Blog from our CEO
Dec 16

Written by: Dejan Milosavljevic
Wednesday, December 16, 2009 7:21 PM 

We at Singleton Solutions are mainly Software Engineers. This fact of course influenced the name of our company. Back to my university time we had a subject called “Software Engineering”. Obvious, not? Our lecturer intensively forced the learning of “Design Patterns”.

I will try to explain to our non-IT readers what Design Pattern are. Design Patterns describe simple and elegant solutions to specific problems in object-oriented software design. Design Patterns capture solutions that have developed and evolved over time. Hence they aren’t the designs people tend to generate initially.

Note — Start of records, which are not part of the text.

PR #2312, opened 2023-07-19
StoreTask.cancel is not an asynchronous method

Ryu0118:
StoreTask cancel has been changed to synchronous in #2282, so await is not necessary.


mbrandonw (approved):
Good catch, thanks!

PR #2313, opened 2023-07-19
`TestStore.init(initialState:reducer:prepareDependencies:file:line:)` is deprecated

Ryu0118:
`TestStore.init(initialState:reducer:prepareDependencies:file:line:)` is deprecated, so I rewrote it to `TestStore.init(initialState:reducer:withDependencies:file:line:)`.


mbrandonw (approved):
Another good catch, thanks :)

PR #2318, opened 2023-07-24
The Composable Architecture 1.0

stephencelis:
1.0 is almost here!

This PR stages a final bit of work off the `prerelease/1.0` branch that we introduced as a preview [almost 6 months ago](https://github.com/pointfreeco/swift-composable-architecture/discussions/1905).

This work takes things one step further by fully removing the deprecated APIs that have remained in the library for a long time for backwards compatibility. We're taking 1.0 as an opportunity to shed this surface area, which should hopefully result in a leaner binary with better compilation times (especially since many of the deprecated APIs are overloads that could slow down the compiler).

If you've been targeting `prerelease/1.0`, try pointing things to `release/1.0` to make sure you're in good shape for the final release!


Alex293:
Congrats on this huge milestone ! Already eager for 2.0 with Observable shenanigans ;)

freak4pc:
Exciting times!! On my small-medium project the only changes I had to do was this:

```diff
Store(
    initialState: Tasks.State(),
-   reducer: Tasks()
+   reducer: { Tasks() }
)
```

Gotta say I'm not entirely sure why, I was sure it should work without the closure 🤔

stephencelis:
@freak4pc The non-builder initializer was soft-deprecated awhile ago, but we just added hard deprecations recently. It should also read nicely as a trailing closure:

```swift
Store(initialState: Tasks.State()) {
  Tasks()
}
```

ToineHulshof (approved):

akashsoni01:
Congrats on the huge milestone.




Just a general question are we still depending on Apple's combine framework in 1.0 ?

Iikeli:
Congrats on the milestone! Looking forward to updating to 1.0 when it is fully available!

mbrandonw:
> Just a general question are we still depending on Apple's combine framework in 1.0 ?

Hi @akashsoni01, yes the library still depends on Combine because it is still largely a SwiftUI framework and Combine is necessary for SwiftUI. We do have plans for future work to disentangle the library from Combine, but that won't be done for 1.0.

PR #2319, opened 2023-07-24
Typo in withTaskCancellation debounce documentation

brzzdev:
Noticed when trying `release/1.0` and moving from the old `EffectTask` debounce to the `.run` debounce that the comment docs don't match reality

Missing a try on the `withTaskCancellation` call, and a dot on the `send` call that shouldn't be there

Pointed this at main because it's there too, and I assume changes will be merged into the 1.0 branch


stephencelis (approved):
Thanks!

PR #2323, opened 2023-07-26
Add Store.send(_ action:) return StoreTask

hj56775:
I think the addition of Store.send is very innovative because it makes it clear that the View does not need to observe changes in State.
However, I noticed that Store.send is not returning a StoreTask, unlike ViewStore.send.

I want Store.send to also use `.task { await store.send(.task).finish() }`, just like ViewStore.

Is there any reason why Store.send isn't implemented that way?
If so, you can ignore this PR.

Thanks.


stephencelis:
Thanks!

PR #2820, opened 2024-02-17
Replace usage of 'viewStore' with 'store' in UIKit code

juliensagot:
Hi folks 👋 
Just a small fix to the `README.md` file where `viewStore` was still being used within the UIKit code.


mbrandonw (approved):
Good catch, thanks!

PR #2821, opened 2024-02-17
[Enhancement] - Scope init overload for enum reducers

thebarndog:
Added an overload for `Scope` to work with enum reducers. This is really useful for when you want to utilize the `Destination` pattern but non-optionally. I use this pattern when I want to have a top-level `enum` state but also need to include additional information:

```swift
@Reducer 
struct App {
    
    @ObservableState
    struct State {
        var flow: Flow.State = .onboarding(.init())
        var firstTimeLaunching = false
        var networkIsConnected = true
    }
    
    enum Action {
        case flow(Flow.Action)
    }
}

@Reducer
enum Flow {
    case onboarding(Onboarding)
    case dashboard(Dashboard)
}
```

Before this change, I couldn't use enum reducers for `Flow` because I was unable to create an instance of it in `Scope`

```swift
Scope(state: \.flow, action: \.flow) { 
    Flow()
}
```

Now, I can integrate this sub-reducer into my domain like `Scope(state: \.flow, action: \.flow)`

### DIFF
--- a/Sources/ComposableArchitecture/CaseReducer.swift
+++ b/Sources/ComposableArchitecture/CaseReducer.swift
@@ -61,3 +61,21 @@ extension Store where State: CaseReducerState, State.StateReducer.Action == Acti
     State.StateReducer.scope(self)
   }
 }
+
+extension Scope {
+    
+    /// A special overload of ``Scope/init(state:action:child:)`` for enum reducers.
+    @inlinable
+    public init<ChildState: CaseReducerState, ChildAction>(
+        state toChildState: WritableKeyPath<ParentState, ChildState>,
+        action toChildAction: CaseKeyPath<ParentAction, ChildAction>
+    )
+    where
+    ChildState == Child.State,
+    ChildAction == Child.Action,
+    ChildState.StateReducer.Body == Child {
+        self.init(state: toChildState, action: toChildAction) {
+            ChildState.StateReducer.body
+        }
+    }
+}


stephencelis:
@thebarndog Thanks for taking the time to PR! @mbrandonw and I will discuss soon.

One thing we worry about with the `ifLet` and `forEach` overloads is that they can strain the compiler, so adding a third one for `Scope` does have us wondering if it would have been more reasonable to have less magic and overloads, and instead enforce a new calling convention with the existing reducers:

```swift
.ifLet(\.$destination, action: \.destination) {
  Destination.body  // or `Destination.self`
}
```

Thoughts on these trade-offs? It'd be a breaking change so we'd have to reconsider with 2.0, but we thought it'd be good to start the conversation now.

Alex293:
Just my two cents, I find Destination.self to be more discoverable

hmhv:
@stephencelis 

```swift
.ifLet(\.$destination, action: \.destination) {
  Destination.body  // or `Destination.self`
}
```

I think this should be added to Migrating to 1.8.

stephencelis:
@thebarndog While originally we thought omitting the closure in `ifLet` and `forEach` was a nice benefit of the new syntax, it's proven to mostly confuse folks, and it's also expanded the API overload surface area, which can slow down the type checker. Because of this I think we're going to close this out, and we plan on deprecating the new `ifLet` and `forEach` operators in favor of explicit `Destination.body` in the future.

stephencelis:
Thanks again for taking the time to submit, though, and for starting the conversation! If you do end up making an "extras" library with these helpers, we'll link to it in the README.

PR #2837, opened 2024-02-20
Add missing opening brace in a TreeBasedNavigation example

imjn:
Just adding a missing opening brace in one of the examples in TreeBasedNavigation.md


mbrandonw (approved):
Good catch, thanks!

PR #2844, opened 2024-02-21
fix unnecessary diff

oka-yuji:
Unnecessary diff were created by spaces, so spaces were added and diff were eliminated


stephencelis (approved):
Thanks!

They reflect untold redesign and recoding as developers have struggled for greater reuse and flexibility in their software. Design patterns capture these solutions in a succinct and easily applied form. In other words design patterns are recipes how repeatable problems can be solved. In order to make design patterns more acceptable among software engineers, these different recipes have names. One of them is called “Singleton”.

Don’t worry, at the start I had difficulties to understand what all is about. I do not intend to explain deeply about design patterns, rather to explain how the name of our company was born and what does it mean. The next section is the cutting from the "bible" of “Design Patterns” written by Erich Gamma, Richard Helm, Ralph Johnson and John Vlissides:

Intent

Ensure a class only has one instance, and provide a global point of access to it.

Motivation

It’s important for some classes to have exactly one instance. Although there can be many printers in a system, there should be only one printer spooler…

Applicability

Use the Singleton pattern when:
•    There must be exactly one instance of a class, and it must be accessible to clients from a well-known access point.
•    When the sole instance should be extensible by subclassing, and clients should be able to use an extended instance without modifying their code

After a hard start using design patterns in real world I started to love them. For those which at least do or did some programming probably might know that one of the first lessons of programming starts with the “Hello World” program. Like the “Hello World” program, the Singleton design pattern is very often used as the first pattern in the lessons too, because it is simple to understand. Despite its simplicity, I believe that the Singleton pattern is extremely important, even if we are not aware of this fact.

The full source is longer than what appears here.